Mi ha davvero impressionato il bel libro di Domenico Quirico, Esodo, libro che racconta i suoi viaggi al seguito dei migranti, in Africa, in Siria, a Melilla, sui barconi. Quirico racconta come parti intere del mondo si sono svuotate, ingoiate dalla natura, dai deserti, frantumate nel paesaggio a causa delle guerre. Milioni di persone in viaggio, un viaggio, lungo anni, che induce un processo ineluttabile di trasformazione. Chi è arrivato non somiglia più a colui che, anni prima, era partito. Il Viaggio lo trasforma nel profondo, nella sua identità. “La conseguenza di questa emigrazione nuova del nostro tempo è la creazione di tipi completamente nuovi di esseri umani, individui che si radicano in idee piuttosto che in luoghi, gente obbligata a definirsi sulla base della pro- pria alterità”.

La copertina di VITA Bookazine di agosto

Non siamo più di fronte solo ad un islamismo che si è radicalizzato, ma sempre più a un radicalismo che si sta islamizzando. Nelle azioni di questa spaventosa sequenza il problema del fondamentalismo religioso, quando esiste, è un’etichetta sovrapposta quasi a giustificare, a nobili- tare e a dare una dimensione apparentemente universale, a dei problemi ben più profondamente personali anche se non meno universali: dal disadattamento alla salute mentale, dallo spaesamento alla marginalizzazione, quello che viene alla luce è un panorama umano desolato, deprivato, che urla un desiderio di senso e di felicità al quale chi compie certi atti non ha trovato risposta. Non ha torto chi parla della presenza di un nuovo fantasma globale: il fantasma di un nichilismo non più ingenuo ma distruttivo. Tutti gli attacchi sono compiuti da suicidi, tutti vogliono annichilire e annichilirsi, affermarsi con la massima negazione, causando a sé e agli altri un male definitivo, irreparabile.

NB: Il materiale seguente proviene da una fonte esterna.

PR #6095, opened 2023-10-25
chore(wmg): remove wmgv1 

kaloster:
## Reason for Change

- #6092
- removed unused/dead code, merged mixed code into wmgv2, removed wmgv1 tree


seve (commented):
I never considered how much git history we'd be eradicating by developing this way, is there any way to prevent that?

kaloster:
@seve the majority of changes are just moving files around - so that will keep the existing git history in tact and contributions will stay attributed to their respective contributors. the code that was removed was unused code - if you look at the total lines added/removed here it's not that much - the lines that were added were mostly due to mixed resources (i.e styles being pulled from older files that need to be removed) - I actually tried to avoid copying as much as possible and move and rename instead to keep the history intact. 

if there's a cleaner way of doing it I'm happy to do it.

tihuan:
> @seve the majority of changes are just moving files around - so that will keep the existing git history in tact and contributions will stay attributed to their respective contributors. the code that was removed was unused code - if you look at the total lines added/removed here it's not that much - the lines that were added were mostly due to mixed resources (i.e styles being pulled from older files that need to be removed) - I actually tried to avoid copying as much as possible and move and rename instead to keep the history intact.
> 
> if there's a cleaner way of doing it I'm happy to do it.

Ooh yeah really good point!

It seems like we can preserve git history by using `git mv` command!

------ CGPT says -------

When you move a file in a Git repository, you can preserve the file's history by using the `git mv` command. Git is designed to handle file renames and moves efficiently while maintaining the file's history.

Here's how you can move a file while preserving its history:

1. Use the `git mv` command to rename or move the file. For example:

   ```bash
   git mv oldfile.txt newfile.txt
   ```

   If you're moving the file to a different directory, you can specify the new directory in the command:

   ```bash
   git mv oldfile.txt path/to/newfile.txt
   ```

2. Commit the changes:

   ```bash
   git commit -m "Moved oldfile to newfile"
   ```

This will ensure that Git tracks the move as a rename/move operation, and the history of the file will be preserved.

If you've already moved the file without using `git mv`, Git will still try to detect renames and moves based on the content similarity between the files. However, it might not always correctly detect the move, especially if the changes between the files are substantial. In such cases, you can use the `--find-renames` option with `git log` to see the history of the moved file:

```bash
git log --follow path/to/newfile.txt
```

The `--follow` option makes Git track the history of the file even if it was moved or renamed.

In summary, using `git mv` is the best practice for preserving file history when moving or renaming files in Git. If you've already moved the file, Git's similarity-based rename detection can help, but using `git mv` is more reliable.

kaloster:
Thanks for this @tihuan! I find git is pretty good at tracking moves and changes and will use `git mv` where possible 🙏🏽

tihuan (approved):
LGTM! Thanks so much, @kaloster for cleaning this up!

@seve - @kaloster and I have discussed about keeping the v1 history vs. keeping v2 history and decided that keeping v2 history is more valuable. Do you agree?

Thanks!

seve (approved):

Scott Atran, direttore di ricerca al Centre national de la recherche scientifique di Parigi ha notato su Vita.it: “A ispirare i più letali terroristi del mondo oggi non sono tanto il Corano o gli insegnamenti religiosi quanto una causa eccitante e un invito all’azione che promette gloria e considerazione agli occhi degli amici e, attraverso gli amici, rispetto e memoria nel mondo”. Per questi fondamentalisti 2.0 “Il jihad è un datore di lavoro egualitario e ricco di opportunità... eccitante, glorioso e cool”. La religione non c’entra, la gran parte di quei giovani erano pessimi musulmani, riappare in una forma perversa, un “veicolo emozionale” capace di dar forma a un mondo che molti giovani percepiscono oramai senza forma alcuna. Qui interviene quel mix tra nichilismo e post nichilismo che è la vera scommessa dell’IS.

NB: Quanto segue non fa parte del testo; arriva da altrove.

PR #6102, opened 2023-10-25
feat: Add support for schema-4 format for "self_reported_ethnicity_ontology_term_id"

prathapsridharan:
## Reason for Change

- The specific ticket being addressed is here: https://github.com/chanzuckerberg/single-cell/issues/528
- For the full story see the containing epic here: https://github.com/chanzuckerberg/single-cell/issues/460

## Changes

- add support for comma separated `self_reported_ethnicity_ontology_term_id`

## Testing steps

- Unit tests

### DIFF
--- a/backend/wmg/data/ontology_labels.py
+++ b/backend/wmg/data/ontology_labels.py
@@ -22,10 +22,10 @@ SUFFIXES_TO_STRIP = ["organoid", "cell culture"]
 
 def ontology_term_label(ontology_term_id: str) -> Optional[str]:
     """
-    Returns the label for an ontology term, given its id. This excludes gene ontology term, which are handled
-    separately by gene_gene_term_label(). Return None if ontology term id is invalid.
+    Returns the label for an ontology term, given its id. This excludes gene ontology term
+    and self reported ethnicity term, which are handled separately by gene_gene_term_label()
+    and ethnicity_term_label() respectively. Return None if ontology term id is invalid.
     """
-    global ontology_term_id_labels
 
     # this catches the organoid tissue edge case (e.g. UBERON:0000995 (organoid)) or the cell culture edge case
     # (e.g. CL:0000082 (cell culture))
@@ -44,18 +44,48 @@ def ontology_term_label(ontology_term_id: str) -> Optional[str]:
     return ontology_term_id_label
 
 
+def ethnicity_term_label(self_reported_ethnicity_ontology_term_id: str) -> str:
+    """
+    Return the label for self reported ethnicity ontology term id.
+
+    This function is compatible with schema-4 and schema-3 format of
+    `self_reported_ethnicity_ontology_term_id`.
+
+    NOTE: It is assumed that self_reported_ethnicity_ontology_term_id has been validated against
+    a schema (ex: schema-3 or schema-4) before this function is called. Therefore,
+    no error error checking on the format of the input is done.
+
+    Parameters
+    ----------
+    self_reported_ethnicity_ontology_term_id: An ontology_term_id string that can
+                                              encode multiple ethnicities with comma delimiter
+                                              in Schema-4.
+                                              NOTE: Schema-3 does not support comma delimited
+                                              ontology term IDs to encode multiple ethnicities
+                                              in a single string.
+
+    Returns
+    -------
+    ethnicity_term_label: A comma delimited ethnicity label corresponding to the input ethnicity_term_id
+    """
+    # In schema-4, self_reported_ethnicity_ontology_term_id can be a comma
+    # separated string to denote multiple ethnicities.
+    individual_term_ids = self_reported_ethnicity_ontology_term_id.split(",")
+    term_labels = [ontology_term_id_labels.get(term_id) for term_id in individual_term_ids]
+    ethnicity_term_label = ",".join(term_labels)
+    return ethnicity_term_label
+
+
 def gene_term_label(gene_ontology_term_id: str) -> Optional[str]:
     """
     Returns the label for a gene ontology term, given its id. Return None if ontology term id is invalid.
     """
-    global gene_term_id_labels
     return gene_term_id_labels.get(gene_ontology_term_id)
 
 
 def __load_ontologies() -> None:
     global ontology_term_id_labels
 
-    ontology_term_id_labels = {}
     all_ontologies = json.loads(__open_ontology_resource(all_ontologies_json_file).read().decode("utf-8"))
     for _, ontology_dict in all_ontologies.items():
         for term_id, term in ontology_dict.items():
@@ -65,7 +95,6 @@ def __load_ontologies() -> None:
 def __load_genes() -> None:
     global gene_term_id_labels
 
-    gene_term_id_labels = {}
     for genes_file in genes_files:
         for row in csv.DictReader(
             __open_ontology_resource(genes_file).read().decode("utf-8").split("\n"),
@@ -80,6 +109,9 @@ def __open_ontology_resource(file) -> IO:
     file_path = root_path.joinpath("common", "ontology_files", file)
     return gzip.open(file_path)
 
+
+ontology_term_id_labels = {}
+gene_term_id_labels = {}
 
 __load_ontologies()
 __load_genes()
--- a/backend/wmg/data/ontology_labels.py
+++ b/backend/wmg/data/ontology_labels.py
@@ -47,7 +47,7 @@ def ontology_term_label(ontology_term_id: str) -> Optional[str]:
     return ontology_term_id_label
 
 
-def ethnicity_term_label(self_reported_ethnicity_ontology_term_id: str) -> str:
+def ethnicity_term_label(self_reported_ethnicity_ontology_term_id: str) -> Optional[str]:
     """
     Return the label for self reported ethnicity ontology term id.
 
@@ -70,6 +70,8 @@ def ethnicity_term_label(self_reported_ethnicity_ontology_term_id: str) -> str:
     Returns
     -------
     ethnicity_term_label: A comma delimited ethnicity label corresponding to the input ethnicity_term_id
+                          or None if the ethnicity term id "unknown", "na", "multiethnic" or some
+                          value that is not recognized.
     """
     # In schema-4, self_reported_ethnicity_ontology_term_id can be a comma
     # separated string to denote multiple ethnicities.
@@ -80,7 +82,7 @@ def ethnicity_term_label(self_reported_ethnicity_ontology_term_id: str) -> str:
     logger.info(f"PRATHAP! ethnicity_term_label() func - individual_term_ids: {individual_term_ids}")
     term_labels = [ontology_term_id_labels.get(term_id) for term_id in individual_term_ids]
     logger.info(f"PRATHAP! ethnicity_term_label() func - term_labels: {term_labels}")
-    ethnicity_term_label = ",".join(term_labels)
+    ethnicity_term_label = ",".join(term_labels) if all([isinstance(t, str) for t in term_labels]) else None
     return ethnicity_term_label
 
 
--- a/backend/wmg/data/ontology_labels.py
+++ b/backend/wmg/data/ontology_labels.py
@@ -20,7 +20,7 @@ genes_files = [
 
 SUFFIXES_TO_STRIP = ["organoid", "cell culture"]
 
-logger = logging.getLogger("wmg")
+logger = logging.getLogger("wmg-ontology-labels")
 
 
 def ontology_term_label(ontology_term_id: str) -> Optional[str]:
@@ -74,10 +74,12 @@ def ethnicity_term_label(self_reported_ethnicity_ontology_term_id: str) -> str:
     # In schema-4, self_reported_ethnicity_ontology_term_id can be a comma
     # separated string to denote multiple ethnicities.
     individual_term_ids = self_reported_ethnicity_ontology_term_id.split(",")
-    logger.info(f"PRATHAP! self_reported_ethnicity_ontology_term_id: {self_reported_ethnicity_ontology_term_id}")
-    logger.info(f"PRATHAP! individual_term_ids: {individual_term_ids}")
+    logger.info(
+        f"PRATHAP! ethnicity_term_label() func - self_reported_ethnicity_ontology_term_id: {self_reported_ethnicity_ontology_term_id}"
+    )
+    logger.info(f"PRATHAP! ethnicity_term_label() func - individual_term_ids: {individual_term_ids}")
     term_labels = [ontology_term_id_labels.get(term_id) for term_id in individual_term_ids]
-    logger.info(f"PRATHAP! term_labels: {term_labels}")
+    logger.info(f"PRATHAP! ethnicity_term_label() func - term_labels: {term_labels}")
     ethnicity_term_label = ",".join(term_labels)
     return ethnicity_term_label
 
--- a/backend/wmg/data/ontology_labels.py
+++ b/backend/wmg/data/ontology_labels.py
@@ -1,7 +1,6 @@
 import csv
 import gzip
 import json
-import logging
 import pathlib
 from typing import IO, Optional
 
@@ -19,8 +18,6 @@ genes_files = [
 ]
 
 SUFFIXES_TO_STRIP = ["organoid", "cell culture"]
-
-logger = logging.getLogger("wmg-ontology-labels")
 
 
 def ontology_term_label(ontology_term_id: str) -> Optional[str]:
@@ -76,12 +73,7 @@ def ethnicity_term_label(self_reported_ethnicity_ontology_term_id: str) -> Optio
     # In schema-4, self_reported_ethnicity_ontology_term_id can be a comma
     # separated string to denote multiple ethnicities.
     individual_term_ids = self_reported_ethnicity_ontology_term_id.split(",")
-    logger.info(
-        f"PRATHAP! ethnicity_term_label() func - self_reported_ethnicity_ontology_term_id: {self_reported_ethnicity_ontology_term_id}"
-    )
-    logger.info(f"PRATHAP! ethnicity_term_label() func - individual_term_ids: {individual_term_ids}")
     term_labels = [ontology_term_id_labels.get(term_id) for term_id in individual_term_ids]
-    logger.info(f"PRATHAP! ethnicity_term_label() func - term_labels: {term_labels}")
     ethnicity_term_label = ",".join(term_labels) if all([isinstance(t, str) for t in term_labels]) else None
     return ethnicity_term_label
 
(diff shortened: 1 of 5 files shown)


tests/unit/backend/wmg/api/test_v2.py
```diff
@@ -707,17 +714,19 @@ def test__filter_request_with_query_key_not_specified_in_api_spec_returns_400(se
 
     @patch("backend.wmg.api.v2.fetch_datasets_metadata")
     @patch("backend.wmg.api.v2.gene_term_label")
+    @patch("backend.wmg.api.v2.ethnicity_term_label")
     @patch("backend.wmg.api.v2.ontology_term_label")
     @patch("backend.wmg.api.v2.load_snapshot")
     def test__filter_request_with_filter_dims__returns_valid_filter_dims__base_case(
-        self, load_snapshot, ontology_term_label, gene_term_label, fetch_datasets_metadata
+        self, load_snapshot, ontology_term_label, ethnicity_term_label, gene_term_label, fetch_datasets_metadata
```
prathapsridharan, line 721: @atarashansky - Should there be a test case for a request to `/filters` for comma separated `self_reported_ethnicity_ontology_term_id`?

```
filter: {
self_reported_ethnicity_ontology_term_ids: ["self_reported_ethnicity_ontology_term_id_1,self_reported_ethnicity_ontology_term_id_2"]
```

It is not clear what the `"self_reported_ethnicity_terms"` key in the response would contain because that involves a call to a rather dense function `find_dim_option_values()`: https://github.com/chanzuckerberg/single-cell-data-portal/blob/1a8f0992d80e97933072e2262e02712500cea382/backend/wmg/api/v2.py#L218C29-L218C29

tests/unit/backend/wmg/api/test_v2.py
```diff
@@ -756,14 +765,16 @@ def test__filter_request_with_filter_dims__returns_valid_filter_dims__base_case(
...
             self.assertEqual(json.loads(response.data)["filter_dims"], expected_filters)
 
     @patch("backend.wmg.api.v2.fetch_datasets_metadata")
     @patch("backend.wmg.api.v2.gene_term_label")
+    @patch("backend.wmg.api.v2.ethnicity_term_label")
     @patch("backend.wmg.api.v2.ontology_term_label")
     @patch("backend.wmg.api.v2.load_snapshot")
     def test__filter_request_with_filter_dims__returns_valid_filter_dims(
-        self, load_snapshot, ontology_term_label, gene_term_label, fetch_datasets_metadata
+        self, load_snapshot, ontology_term_label, ethnicity_term_label, gene_term_label, fetch_datasets_metadata
```
prathapsridharan, line 777: @atarashansky - Should a similar test case including comma separated `self_reported_ethnicity_ontology_term_id` be added here too?

backend/wmg/data/ontology_labels.py
```diff
@@ -44,18 +44,48 @@ def ontology_term_label(ontology_term_id: str) -> Optional[str]:
...
+def ethnicity_term_label(self_reported_ethnicity_ontology_term_id: str) -> str:
+    """
+    Return the label for self reported ethnicity ontology term id.
+
+    This function is compatible with schema-4 and schema-3 format of
+    `self_reported_ethnicity_ontology_term_id`.
+
+    NOTE: It is assumed that self_reported_ethnicity_ontology_term_id has been validated against
+    a schema (ex: schema-3 or schema-4) before this function is called. Therefore,
+    no error error checking on the format of the input is done.
```
joyceyan, line 56: nit: error error :)

backend/wmg/data/ontology_labels.py
```diff
@@ -22,10 +22,10 @@
 
 def ontology_term_label(ontology_term_id: str) -> Optional[str]:
     """
-    Returns the label for an ontology term, given its id. This excludes gene ontology term, which are handled
-    separately by gene_gene_term_label(). Return None if ontology term id is invalid.
+    Returns the label for an ontology term, given its id. This excludes gene ontology term
+    and self reported ethnicity term, which are handled separately by gene_gene_term_label()
```
joyceyan, line 26: when is gene_term_label used?

joyceyan:
Code seems good but would be nice to have this tested against an rdev with schema 4 multi-ethnic values. I think @nayib-jose-gloria said there are schema 4 datasets for each test scenario, so I think we should be able to find a dataset that only has comma-delimited self_reported_ethnicity string.

backend/wmg/data/ontology_labels.py
prathapsridharan: Right here: https://github.com/chanzuckerberg/single-cell-data-portal/blob/1a8f0992d80e97933072e2262e02712500cea382/backend/wmg/api/v2.py#L339

joyceyan: can you also rename this comment to gene_term_label lol

prathapsridharan:
> Code seems good but would be nice to have this tested against an rdev with schema 4 multi-ethnic values. I think @nayib-jose-gloria said there are schema 4 datasets for each test scenario, so I think we should be able to find a dataset that only has comma-delimited self_reported_ethnicity string.

@nayib-jose-gloria - Following up on the above

1. Do you have an entire schema-4 data layer (that is, all our relational DBs and tile-db cubes) containing comma-separated string values for `self_reported_ethnicity_ontology_term_id` that this change can be tested against? For example, given a schema-4 database (relational DBs and cubes), I would like to see what `/wmg/v2/filters` or `/wmg/v2/query` returns
2. The core of the implementation is just that `self_reported_ethnicity_ontology_term_id` is just transformed into english labels by first splitting on `,` (ex: `self_reported_ethnicity_ontology_term_id.split(',')`). Because of how `split()` method on string works, this is backward compatible with schema-3 where there are no comma delimited values for `self_reported_ethnicity_ontology_term_id`. I think we can skip gating this modification on the feature flag. What do you think?

nayib-jose-gloria:
> > Code seems good but would be nice to have this tested against an rdev with schema 4 multi-ethnic values. I think @nayib-jose-gloria said there are schema 4 datasets for each test scenario, so I think we should be able to find a dataset that only has comma-delimited self_reported_ethnicity string.
> 
> @nayib-jose-gloria - Following up on the above
> 
> 1. Do you have an entire schema-4 data layer (that is, all our relational DBs and tile-db cubes) containing comma-separated string values for `self_reported_ethnicity_ontology_term_id` that this change can be tested against? For example, given a schema-4 database (relational DBs and cubes), I would like to see what `/wmg/v2/filters` or `/wmg/v2/query` returns
> 2. The core of the implementation is just that `self_reported_ethnicity_ontology_term_id` is just transformed into english labels by first splitting on `,` (ex: `self_reported_ethnicity_ontology_term_id.split(',')`). Because of how `split()` method on string works, this is backward compatible with schema-3 where there are no comma delimited values for `self_reported_ethnicity_ontology_term_id`. I think we can skip gating this modification on the feature flag. What do you think?

The [rdev](https://schema-4-backend.rdev.single-cell.czi.technology/curation/v1/collections/9035c5da-d5fa-4445-8908-0e3a972221f4) I provided a bit ago (schema-4) will validate schema 4 compliant uploads. It includes 1 dataset with a comma-delimited self reported ethnicity value. It should have generated a valid cxg as well. I'm not sure how WMG generation / testing in an rdev works, but you're free to leverage that dataset and/or upload other schema 4 compliant datasets to that rdev stack that you'd like to test with. The relevant cxg will be uploaded to s3://env-rdev-cellxgene/schema-4/{dataset_version_id}.cxg 

I believe Alec/Emanuele have alluded to creating rdevs where the input to the WMG cube builders are JSONs with mock Discover API values that they'd like to test with. That also seems like a good route if its not feasible to generate an rdev WMG cube using the rdev linked above

nayib-jose-gloria:
> Code seems good but would be nice to have this tested against an rdev with schema 4 multi-ethnic values. I think @nayib-jose-gloria said there are schema 4 datasets for each test scenario, so I think we should be able to find a dataset that only has comma-delimited self_reported_ethnicity string.
> 
> @nayib-jose-gloria - Following up on the above
> 
> 2. The core of the implementation is just that `self_reported_ethnicity_ontology_term_id` is just transformed into english labels by first splitting on `,` (ex: `self_reported_ethnicity_ontology_term_id.split(',')`). Because of how `split()` method on string works, this is backward compatible with schema-3 where there are no comma delimited values for `self_reported_ethnicity_ontology_term_id`. I think we can skip gating this modification on the feature flag. What do you think?

That seems reasonable to me

prathapsridharan:
> The [rdev](https://schema-4-backend.rdev.single-cell.czi.technology/curation/v1/collections/9035c5da-d5fa-4445-8908-0e3a972221f4) I provided a bit ago (schema-4) will validate schema 4 compliant uploads. It includes 1 dataset with a comma-delimited self reported ethnicity value. It should have generated a valid cxg as well. I'm not sure how WMG generation / testing in an rdev works, but you're free to leverage that dataset and/or upload other schema 4 compliant datasets to that rdev stack that you'd like to test with. The relevant cxg will be uploaded to s3://env-rdev-cellxgene/schema-4/{dataset_version_id}.cxg
> 
> I believe Alec/Emanuele have alluded to creating rdevs where the input to the WMG cube builders are JSONs with mock Discover API values that they'd like to test with. That also seems like a good route if its not feasible to generate an rdev WMG cube using the rdev linked above

@atarashansky - Do you have any ideas about testing here?

1.[ I mentioned unit testing for the current backend change](https://github.com/chanzuckerberg/single-cell-data-portal/pull/6102#discussion_r1372403002). We could modify the [create_temp_wmg_snapshot()](https://github.com/chanzuckerberg/single-cell-data-portal/blob/08e5da82e05ff2facce3be6d17949d7be80060cb/tests/unit/backend/wmg/fixtures/test_snapshot.py#L255) fixture generating function to be able to test comma-delimited values [in unit tests like these](https://github.com/chanzuckerberg/single-cell-data-portal/blob/08e5da82e05ff2facce3be6d17949d7be80060cb/tests/unit/backend/wmg/api/test_v2.py#L754). Is that sufficient as a test of backend functionality rather than generating a WMG cube for testing (at least for this comma-delimited value support)? Is that easier to do than generating WMG cube for testing?
2. The WMG cubes generation on an rdev approach seems a bit unclear to me given that we need some new way to generate the cube to ingest the single schema-4 dataset that @nayib-jose-gloria [has provided in his rdev](https://schema-4-backend.rdev.single-cell.czi.technology/curation/v1/collections/9035c5da-d5fa-4445-8908-0e3a972221f4) AND it is unclear how you would we would isolate this single dataset to test its implication on WMG frontend

I am in favor (1) more than (2) but wanted your thoughts

joyceyan:
(1) sounds reasonable to me if (2) is prohibitively difficult

prathapsridharan:
@atarashansky @joyceyan - After thinking through this some more, the unit test I have provided in this PR are sufficient. Add unit tests for higher level functions like `/filters` are not useful because their logic (at least for the case `self_reported_ethnicity_ontology_term_id`) are agnostic to the value of the field.

I believe this PR is ready in terms of functionality and test coverage

joyceyan (changes requested):
> Add unit tests for higher level functions like /filters are not useful because their logic (at least for the case self_reported_ethnicity_ontology_term_id) are agnostic to the value of the field.

can you explain why testing the endpoint wouldn't be useful? there are plenty of cases i've seen where you might write tests for the lower level function, and you'll encounter an issue because the full end to end flow isn't tested. if the concern is that writing the unit tests is prohibitively difficult and the cost/benefit analysis isn't worth it, then that's i think a separate issue. but i don't think it's correct to say that unit tests on the endpoint level are not useful.

atarashansky (changes requested):

backend/wmg/data/ontology_labels.py
```diff
@@ -22,10 +22,10 @@
 
 def ontology_term_label(ontology_term_id: str) -> Optional[str]:
     """
-    Returns the label for an ontology term, given its id. This excludes gene ontology term, which are handled
-    separately by gene_gene_term_label(). Return None if ontology term id is invalid.
+    Returns the label for an ontology term, given its id. This excludes gene ontology term
```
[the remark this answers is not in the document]
prathapsridharan: @atarashansky - Per the documentation for this function, this function should not be called for `gene_ontology_term_id` and `self_reported_ethnicity_ontology_term_id`.

If you want to translate `self_reported_ethnicity_ontology_term_id` to a label, you should call `ethnicity_term_lablel()` below.

The caller that determines which of these functions to call to translate a `*_ontology_term_id` to term label is [build_ontology_term_id_label_mapping()](https://github.com/chanzuckerberg/single-cell-data-portal/blob/32b8b0edbdb75fb065d9b72ed8b7c4ceadd7037d/backend/wmg/api/v2.py#L357C6-L357C6) for which there also [accompanying unit tests](https://github.com/chanzuckerberg/single-cell-data-portal/blob/32b8b0edbdb75fb065d9b72ed8b7c4ceadd7037d/tests/unit/backend/wmg/api/common/test_wmg_api_helpers.py)

backend/wmg/data/ontology_labels.py
```diff
@@ -22,10 +22,10 @@
...
+    and self reported ethnicity term, which are handled separately by gene_term_label()
+    and ethnicity_term_label() respectively. Return None if ontology term id is invalid.
     """
-    global ontology_term_id_labels
```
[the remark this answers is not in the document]
prathapsridharan: @atarashansky - Why do you say that? Python operates by _lexical scoping_ which means that it will look in its parent frame for `ontology_term_id_labels` which is the `ontology_lables.py` file where, upon import, declares `ontology_term_id_labels = {}` and `gene_term_id_labels = {}` in [lines 115-116](https://github.com/chanzuckerberg/single-cell-data-portal/blob/32b8b0edbdb75fb065d9b72ed8b7c4ceadd7037d/backend/wmg/data/ontology_labels.py#L115)

I think `global` is only required when you want to mutate a variable that is in an ancestor frame as in [__load_ontologies() function](https://github.com/chanzuckerberg/single-cell-data-portal/blob/32b8b0edbdb75fb065d9b72ed8b7c4ceadd7037d/backend/wmg/data/ontology_labels.py#L89) and [__load_genes() function](https://github.com/chanzuckerberg/single-cell-data-portal/blob/32b8b0edbdb75fb065d9b72ed8b7c4ceadd7037d/backend/wmg/data/ontology_labels.py#L98C8-L98C8)

In the case of mutation in functions like `__load_ontologies()`, if you didn't declare `global ontologies_term_id_labels` you would get an `UnboundLocalError`.

More info here: https://realpython.com/python-use-global-variable-in-function/#the-global-keyword

Moreover, passing tests and a functioning rdev indicate that this refactor is working

backend/wmg/data/ontology_labels.py
```diff
@@ -44,18 +44,50 @@ def ontology_term_label(ontology_term_id: str) -> Optional[str]:
...
     Returns the label for a gene ontology term, given its id. Return None if ontology term id is invalid.
     """
-    global gene_term_id_labels
     return gene_term_id_labels.get(gene_ontology_term_id)
 
 
 def __load_ontologies() -> None:
     global ontology_term_id_labels
 
-    ontology_term_id_labels = {}
```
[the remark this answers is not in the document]
prathapsridharan: My reasoning here: https://github.com/chanzuckerberg/single-cell-data-portal/pull/6102/files#r1376607274

backend/wmg/data/ontology_labels.py
```diff
@@ -65,7 +97,6 @@ def __load_ontologies() -> None:
 def __load_genes() -> None:
     global gene_term_id_labels
 
-    gene_term_id_labels = {}
```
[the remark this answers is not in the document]
prathapsridharan: My reasoning here: https://github.com/chanzuckerberg/single-cell-data-portal/pull/6102/files#r1376607274

prathapsridharan:
> > > Add unit tests for higher level functions like /filters are not useful because their logic (at least for the case self_reported_ethnicity_ontology_term_id) are agnostic to the value of the field.
> > 
> > 
> > can you explain why testing the endpoint wouldn't be useful? there are plenty of cases i've seen where you might write tests for the lower level function, and you'll encounter an issue because the full end to end flow isn't tested. if the concern is that writing the unit tests is prohibitively difficult and the cost/benefit analysis isn't worth it, then that's i think a separate issue. but i don't think it's correct to say that unit tests on the endpoint level are not useful.
> 
> If the tests are dependent on realistic test snapshot, then updating them to include the comma-separated ethnicities is not feasible until the test fixtures are updated to contain those entries. Currently, the test fixtures are generated as subsets of the WMG snapshot, so we would need to wait for schema 4 wmg snapshot.
> 
> If the tests are using `create_tmp_wmg_snapshot` then we could create an ethnicity metadata generator that creates multi-value terms. Though, I personally don't see the API-level tests as being that important in this instance. I think as long as we test the function that the API calls to perform the ontology label mapping and include a multi-ethnic test case, then we should be fine.

@joyceyan @atarashansky - Which is what these tests do (test the ontology id to label mapping):

1. https://github.com/chanzuckerberg/single-cell-data-portal/pull/6102#issuecomment-1785646502
2. https://github.com/chanzuckerberg/single-cell-data-portal/blob/32b8b0edbdb75fb065d9b72ed8b7c4ceadd7037d/tests/unit/backend/wmg/api/common/test_wmg_api_helpers.py

backend/wmg/data/ontology_labels.py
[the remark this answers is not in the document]
atarashansky: Oh, lol, I didn't see lines 115-116 (which is funny considering that I was the one who added it there). I think the "global" keywords are vestigial, then...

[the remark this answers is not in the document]
atarashansky: Thanks for the clarification!

tests/unit/backend/wmg/api/test_v2.py
prathapsridharan: @atarashansky - Yea that is the conclusion I came to and [added this comment](https://github.com/chanzuckerberg/single-cell-data-portal/pull/6102#issuecomment-1783539492) stating that unit tests that test the conversion from `self_reported_ethnicity_ontology_term_id` to label _for multi-valued ethnicity ontology IDs_ are sufficient

prathapsridharan:
Closing this PR because in a code review with @joyceyan @atarashansky on 10/30/2023, it was decided that we are _filtering out comma-delimited ethnicity term IDs_ from grouping and filtering if they are done by `self_reported_ethnicity_ontology_term_id`. 

This filtering work is the subject of this ticket: https://github.com/chanzuckerberg/single-cell/issues/596

Thus no translation of term ID to term label is needed for comma-delimited term IDs for `self_reported_ethnicity_ontology_term_id`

Che fare , che possiamo fare noi? Padre Jacques Hamel, il sacerdote ucciso a Rouen, nel suo ultimo scritto indicava l’unica strada per togliere acqua al nichilismo distruttivo e folle: “Possiamo ascoltare in questo tempo l’invito di Dio a prendere cura di questo mondo, per renderlo, là dove viviamo, più caloroso, più umano, più fraterno”. Invito che non è molto diverso da quello laico di Italo Calvino “Cercare e saper riconoscere chi e che cosa in mezzo all’inferno, inferno non è, e farlo durare, e dargli spazio”. Dare spazio e far durare esperienze di bene, proporre a tutti esperienze di vita buona. Ecco il compito urgente per tutti noi.